Joe Kesrouani, exilé dans sa tête

Bas les masques avec les paysages critiques de Joe Kesrouani, une série de photos accrochées à l’Institut français.

Joe Kesrouani ©AnneFrancoisePelissier

Il n’aime pas beaucoup parler, mais ses photos le font pour lui. Lui veut rester, comme dans un de ses premiers accrochages, « Unexposed ». Pudeur des sentiments, pudeur des émotions, pudeur de tout ce qui a trait à sa vie intérieure : Joe Kesrouani ne s’expose pas. Ce sont ses œuvres picturales et actuellement photographiques qui s’affichent, souvent en grand, parce qu’il aime les grands tirages. À l’Institut français où sont accrochés, jusqu’à la fin du mois de mars, plus de huit clichés réalisés au cours de ces cinq dernières années, intitulés Paysages critiques c’est toute la démarche artistique et sensorielle de cet artiste qui se dévoile et se déploie.

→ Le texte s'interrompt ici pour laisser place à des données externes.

Issue #542, opened 2021-12-14
Improve errors/warnings for unnecessary .ko.yaml settings


imjasonh:
From https://github.com/google/ko/issues/530#issuecomment-992110575

> A few points to note:
> 
> - The `-B` (`--base-import-paths`) and `--bare` flags are not designed to be used together, and in this case, `-B` takes precedence: https://github.com/google/ko#naming-images
> 
> - The `main` field in `.ko.yaml` is a directory, not a full Go import path.
> 
> - If your `.ko.yaml` and `go.mod` are in the same directory as your main package, and if this directory is also your working directory, then you can leave out `dir` and `main`.
> 
> - `ko` sets `CGO_ENABLED=0` by default.

Each of these could be warnings or errors to help make `.ko.yaml` easier to use and less needlessly verbose.

imjasonh:
Another one:

- `ko publish --local` is confusing if `KO_DOCKER_REPO` is set to anything besides `ko.local`, and even then it'd be nice not to have both options. Maybe we should just deprecate `--local`, but even if we don't we should at least log a warning about it.

imjasonh:
For all of these I think we should log a warning, and note that they might become failures in a future release.

Then, after we cut a release ([v0.10](https://github.com/google/ko/milestone/2)), we can make them failures.

imjasonh:
Another:

- `ko build ./ --platform=all,linux/arm64` only builds for `linux/arm64` and doesn't even log a warning. This should probably just fail if you have `all` and anything else.

PR #551, opened 2021-12-16
Pre-parse platform string with StringSliceVar

### LINKED ISSUE #537: --platform should be a StringSliceVar flag
Today, `ko build ./ --platform=linux/amd64,linux/arm64` means "build on these two platforms", and `ko` splits on the `,` character to determine this.

If `--platform` was a [`StringSliceVar`](https://pkg.go.dev/github.com/spf13/pflag#StringSliceVar), the existing behavior would be retained, but it would also allow users to specify `ko build ./ --platform=linux/amd64 --platform=linux/arm64`

The existing semantics should be retained:
- if any value is `all`, there should only be that one value
- if any value is `linux`, all `linux/*` platforms should be matched
- if any value is `linux/arm64/v7`, the `v7` CPU variant should be matched

wilsonehusin:
Hello! First time contributing to `ko` here 👋🏼 

- The variable `BuildOptions.Platform` was renamed to `BuildOptions.Platforms` to reflect the actual data type, though I'm not sure how comfortable are we in breaking changes of (supposedly) public structs.
- I took somewhat of a "persisting structure all the way down" approach which has a side effect of `platformMatcher.spec` and `gobuildOpener.platforms` are now of type `[]string` (instead of `string`).

Happy to discuss and make changes as desired by maintainers!

Closes #537

### DIFF
--- a/pkg/build/options.go
+++ b/pkg/build/options.go
@@ -89,9 +89,9 @@ func WithConfig(buildConfigs map[string]Config) Option {
 //
 // platform = <os>[/<arch>[/<variant>]]
 // allowed = all | platform[,platform]*
-func WithPlatforms(platforms string) Option {
+func WithPlatforms(platforms []string) Option {
 	return func(gbo *gobuildOpener) error {
-		gbo.platform = platforms
+		gbo.platforms = platforms
 		return nil
 	}
 }
--- a/pkg/build/options.go
+++ b/pkg/build/options.go
@@ -15,6 +15,8 @@
 package build
 
 import (
+	"strings"
+
 	v1 "github.com/google/go-containerregistry/pkg/v1"
 )
 
@@ -85,12 +87,20 @@ func WithConfig(buildConfigs map[string]Config) Option {
 
 // WithPlatforms is a functional option for building certain platforms for
 // multi-platform base images. To build everything from the base, use "all",
-// otherwise use a comma-separated list of platform specs, i.e.:
+// otherwise use a list of platform specs, i.e.:
 //
 // platform = <os>[/<arch>[/<variant>]]
-// allowed = all | platform[,platform]*
-func WithPlatforms(platforms []string) Option {
+// allowed = "all" | []string{platform[,platform]*}
+//
+// Note: a string of comma-separated platforms (i.e. "platform[,platform]*")
+// has been deprecated and only exist for backwards compatibility reasons,
+// which will be removed in the future.
+func WithPlatforms(platforms ...string) Option {
 	return func(gbo *gobuildOpener) error {
+		if len(platforms) == 1 {
+			// TODO: inform users that they are using deprecated flow?
+			platforms = strings.Split(platforms[0], ",")
+		}
 		gbo.platforms = platforms
 		return nil
 	}
--- a/pkg/commands/config.go
+++ b/pkg/commands/config.go
@@ -61,11 +61,13 @@ func getBaseImage(bo *options.BuildOptions) build.GetBase {
 		//
 		// Platforms can be comma-separated if we only want a subset of the base
 		// image.
-		multiplatform := bo.Platform == "all" || strings.Contains(bo.Platform, ",")
-		if bo.Platform != "" && !multiplatform {
+		allPlatforms := len(bo.Platforms) == 1 && bo.Platforms[0] == "all"
+		selectiveMultiplatform := len(bo.Platforms) > 1
+		multiplatform := allPlatforms || selectiveMultiplatform
+		if len(bo.Platforms) > 0 && !multiplatform {
 			var p v1.Platform
 
-			parts := strings.Split(bo.Platform, ":")
+			parts := strings.Split(bo.Platforms[0], ":")
 			if len(parts) == 2 {
 				p.OSVersion = parts[1]
 			}
@@ -81,7 +83,7 @@ func getBaseImage(bo *options.BuildOptions) build.GetBase {
 				p.Variant = parts[2]
 			}
 			if len(parts) > 3 {
-				return nil, fmt.Errorf("too many slashes in platform spec: %s", bo.Platform)
+				return nil, fmt.Errorf("too many slashes in platform spec: %s", bo.Platforms[0])
 			}
 			ropt = append(ropt, remote.WithPlatform(p))
 		}
--- a/pkg/commands/config.go
+++ b/pkg/commands/config.go
@@ -60,8 +60,7 @@ func getBaseImage(bo *options.BuildOptions) build.GetBase {
 		// otherwise we'll resolve it to the appropriate platform.
 		allPlatforms := len(bo.Platforms) == 1 && bo.Platforms[0] == "all"
 
-		// Platforms can be comma-separated if we only want a subset of the base
-		// image.
+		// Platforms can be listed in a slice if we only want a subset of the base image.
 		selectiveMultiplatform := len(bo.Platforms) > 1
 
 		multiplatform := allPlatforms || selectiveMultiplatform
--- a/pkg/commands/config.go
+++ b/pkg/commands/config.go
@@ -58,15 +58,18 @@ func getBaseImage(bo *options.BuildOptions) build.GetBase {
 
 		// Using --platform=all will use an image index for the base,
 		// otherwise we'll resolve it to the appropriate platform.
-		//
+		allPlatforms := len(bo.Platforms) == 1 && bo.Platforms[0] == "all"
+
 		// Platforms can be comma-separated if we only want a subset of the base
 		// image.
-		allPlatforms := len(bo.Platforms) == 1 && bo.Platforms[0] == "all"
 		selectiveMultiplatform := len(bo.Platforms) > 1
+
 		multiplatform := allPlatforms || selectiveMultiplatform
-		if len(bo.Platforms) > 0 && !multiplatform {
+		if !multiplatform {
 			var p v1.Platform
 
+			// There is _at least_ one platform specified at this point,
+			// because receiving "" means we would infer from GOOS/GOARCH.
 			parts := strings.Split(bo.Platforms[0], ":")
 			if len(parts) == 2 {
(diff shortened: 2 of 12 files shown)


pkg/commands/resolver.go
```diff
@@ -61,20 +61,22 @@ func gobuildOptions(bo *options.BuildOptions) ([]build.Option, error) {
...
+			envPlatform = path.Join(goos, goarch)
 		}
 
 		// Use GOARM for variant if it's set and GOARCH is arm.
 		if strings.Contains(goarch, "arm") && goarm != "" {
-			bo.Platform = path.Join(bo.Platform, "v"+goarm)
+			envPlatform = path.Join(envPlatform, "v"+goarm)
 		}
+
+		bo.Platforms = append(bo.Platforms, envPlatform)
```
imjasonh, line 79: We know `bo.Platforms` is empty at this point, I think it's a bit clearer to say `bo.Platforms = []string{envPlatform}`

pkg/commands/config.go
```diff
@@ -61,11 +61,13 @@ func getBaseImage(bo *options.BuildOptions) build.GetBase {
 		//
 		// Platforms can be comma-separated if we only want a subset of the base
 		// image.
-		multiplatform := bo.Platform == "all" || strings.Contains(bo.Platform, ",")
-		if bo.Platform != "" && !multiplatform {
+		allPlatforms := len(bo.Platforms) == 1 && bo.Platforms[0] == "all"
+		selectiveMultiplatform := len(bo.Platforms) > 1
+		multiplatform := allPlatforms || selectiveMultiplatform
+		if len(bo.Platforms) > 0 && !multiplatform {
```
imjasonh, line 67: I like the new descriptive variable names!

I think `bo.Platforms` is always non-empty at this point, because we set it to some default if unset. Can this just be `if !multiplatform`? That makes the `bo.Platforms[0]` easier to understand, since we'll know there's only one value.

pkg/commands/config.go
```diff
@@ -61,11 +61,13 @@ func getBaseImage(bo *options.BuildOptions) build.GetBase {
 		//
 		// Platforms can be comma-separated if we only want a subset of the base
 		// image.
-		multiplatform := bo.Platform == "all" || strings.Contains(bo.Platform, ",")
-		if bo.Platform != "" && !multiplatform {
+		allPlatforms := len(bo.Platforms) == 1 && bo.Platforms[0] == "all"
```
imjasonh, line 64: Do we already have code that fails if you pass `--platform=all,linux/arm64`? Or at least handles it by reducing it to `--platform=all`?

imjasonh (commented):
Thanks for this contribution, and sorry for the delay in reviewing. This looks mostly good, just a few smallish comments/questions.

pkg/commands/resolver.go
wilsonehusin: hmm yeah I think I thought too much about allocations when I wrote it 😆

pkg/commands/config.go
wilsonehusin: I'm not aware of such scenario when I was writing this PR. I thought about adding it to `parseSpec`, but it looked quite complicated, so I decided to preserve the original behavior. Happy to include that into this PR if you'd like to see it!

wilsonehusin (commented):
@imjasonh less than 24 hours is not "late" 😄 — thank you for reviewing! Revision incoming in a bit, though would like confirmation on the `--platform=all,linux/arm64` scenario.

pkg/commands/config.go
imjasonh: We don't have to include it in this PR, but I'd like to at least handle it better. Maybe another PR.

I've added it to the growing laundry list in https://github.com/google/ko/issues/542.

wilsonehusin:
The diff in Verify Codegen seems expected:

```diff
-      --platform strings         Which platform to use when pulling a multi-platform base. Format: all | <os>[/<arch>[/<variant>]][,platform]*
+      --platform string          Which platform to use when pulling a multi-platform base. Format: all | <os>[/<arch>[/<variant>]][,platform]*
```

Should I run `hack/update-codegen.sh`?

pkg/build/options.go
```diff
@@ -89,9 +89,9 @@ func WithConfig(buildConfigs map[string]Config) Option {
 //
 // platform = <os>[/<arch>[/<variant>]]
 // allowed = all | platform[,platform]*
-func WithPlatforms(platforms string) Option {
+func WithPlatforms(platforms []string) Option {
```
imjasonh, line 92: @jonjohnsonjr had the good idea that this change could be `WithPlatforms(platforms string...)` and not break existing users. (Thanks Jon!)

If you feel like doing this change in this PR that'd be great, if not I can do it in a followup before we release this.

Otherwise, lgtm!

imjasonh (approved):

pkg/build/options.go
wilsonehusin: Ah yes! I felt silly I didn't think of it in the first place. Fixing...

wilsonehusin: 🤔 actually, using `...string` would not break compile-time for existing users, but it would break the behavior, unless we do some sort of `strings.Spilt` here.

Do we want to add that logic as well? Something like:

```go
func WithPlatforms(platforms ...string) Option {
  if len(platforms) == 1 {
    platforms = strings.Split(platforms, ",")
  }
  ...
}
```

There is an itch on me that this code is waiting to be deleted, but happy to make changes if maintainers are ok with maintaining it 😄

pkg/commands/options/build.go
```diff
@@ -76,7 +76,7 @@ func AddBuildOptions(cmd *cobra.Command, bo *BuildOptions) {
 		"Disable optimizations when building Go code. Useful when you want to interactively debug the created container.")
 	cmd.Flags().StringVar(&bo.SBOM, "sbom", "spdx",
 		"The SBOM media type to use (none will disable SBOM synthesis and upload, also supports: spdx, go.version-m).")
-	cmd.Flags().StringVar(&bo.Platform, "platform", "",
+	cmd.Flags().StringSliceVar(&bo.Platforms, "platform", []string{},
 		"Which platform to use when pulling a multi-platform base. Format: all | <os>[/<arch>[/<variant>]][,platform]*")
```
halvards, line 80: The format here should be updated, to indicate that the value is no longer a comma-separated string.

pkg/commands/config.go
```diff
@@ -58,14 +58,19 @@ func getBaseImage(bo *options.BuildOptions) build.GetBase {
 
 		// Using --platform=all will use an image index for the base,
 		// otherwise we'll resolve it to the appropriate platform.
-		//
+		allPlatforms := len(bo.Platforms) == 1 && bo.Platforms[0] == "all"
+
 		// Platforms can be comma-separated if we only want a subset of the base
 		// image.
```
halvards, line 64: It'd be great to update this comment to reflect the new behavior.

pkg/commands/options/build.go
```diff
@@ -51,7 +51,7 @@ type BuildOptions struct {
 	ConcurrentBuilds     int
 	DisableOptimizations bool
 	SBOM                 string
-	Platform             string
+	Platforms            []string
```
halvards, line 54: This breaks [Skaffold's `ko` integration](https://skaffold.dev/docs/pipeline-stages/builders/ko/), so I'd be cautious about this sort of change in general - as you mentioned in the PR.

However, in this particular case I'm ok with it, as I'm closely involved with Skaffold and I'm aware of this breaking change. It also means that I can remove this hoop from the Skaffold codebase: https://github.com/GoogleContainerTools/skaffold/blob/v1.35.1/pkg/skaffold/build/ko/builder.go#L53

We should flag the breaking change somehow to anyone else who might be embedding ko though - there could be private repos/tools out there that would be impacted.

A more cautious approach would be to retain the `Platform` field with a note that it has been deprecated, and use its value if `Platforms` is empty.

pkg/commands/options/build.go
wilsonehusin: comma-separated string is still supported, so existing usage with commas _should_ still work (I tested locally, but I don't think there is bash-level test in the project?)

pkg/commands/config.go
wilsonehusin: ditto — comma-separated is still supported from CLI

pkg/commands/options/build.go
imjasonh: This PR was partially the reason I wanted #554 -- if there's a change that would make the CLI better, like this one, but that might break users of the Go package in small and easy-to-workaround ways, I think we should do it.

If you'd like more time to stage the change, we can keep `Platform` as `Deprecated` and special-case it for one release.

As an alternative, it looks like you could just change your code to `Platforms: `.KoArtifact.Platforms,` when you bump your `ko` dep to include this change. That's pretty straightforward (and cleaner anyway), and I imagine most callers would have a similar diff. We should call out the breaking change in release notes, definitely.

pkg/commands/options/build.go
halvards: TIL, thanks

pkg/commands/options/build.go
halvards: Yes, I agree. We don't need a phased approach in this case.

pkg/build/options.go
imjasonh: Yeah let's add the behavior you describe, for folks using `WithPlatforms("linux/amd64,linux/arm64")`, and document that this behavior will change in a future release. This is a fairly small concession we should make to existing library users.

wilsonehusin:
thanks for the review folks! :tada:

imjasonh:
Thanks for working on this, and sorry for the holiday-related slowness in reviewing it again. Looks like there's a build failure, otherwise LGTM.

wilsonehusin:
That was a silly mistake, apologies! Happy new year! :tada:

imjasonh (approved):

Et si son esprit semble voguer en eaux troubles, vu l’état actuel de son pays, son œil ne se trouble : il est clair, vif, incisif.

Multipliant les allers-retours entre Paris et Beyrouth, Kesrouani n’en demeure pas moins profondément attaché à ce Liban qui l’a vu naître et grandir. Telle une éponge qui absorbe ce qui l’entoure, essoré, il en ressort avec des images qui prennent pratiquement vie, des photos qui racontent le Liban et sa dérision, qui fustigent le laxisme et l’indifférence. Ce ne sont pas des photos documentaires : elles sont charnelles.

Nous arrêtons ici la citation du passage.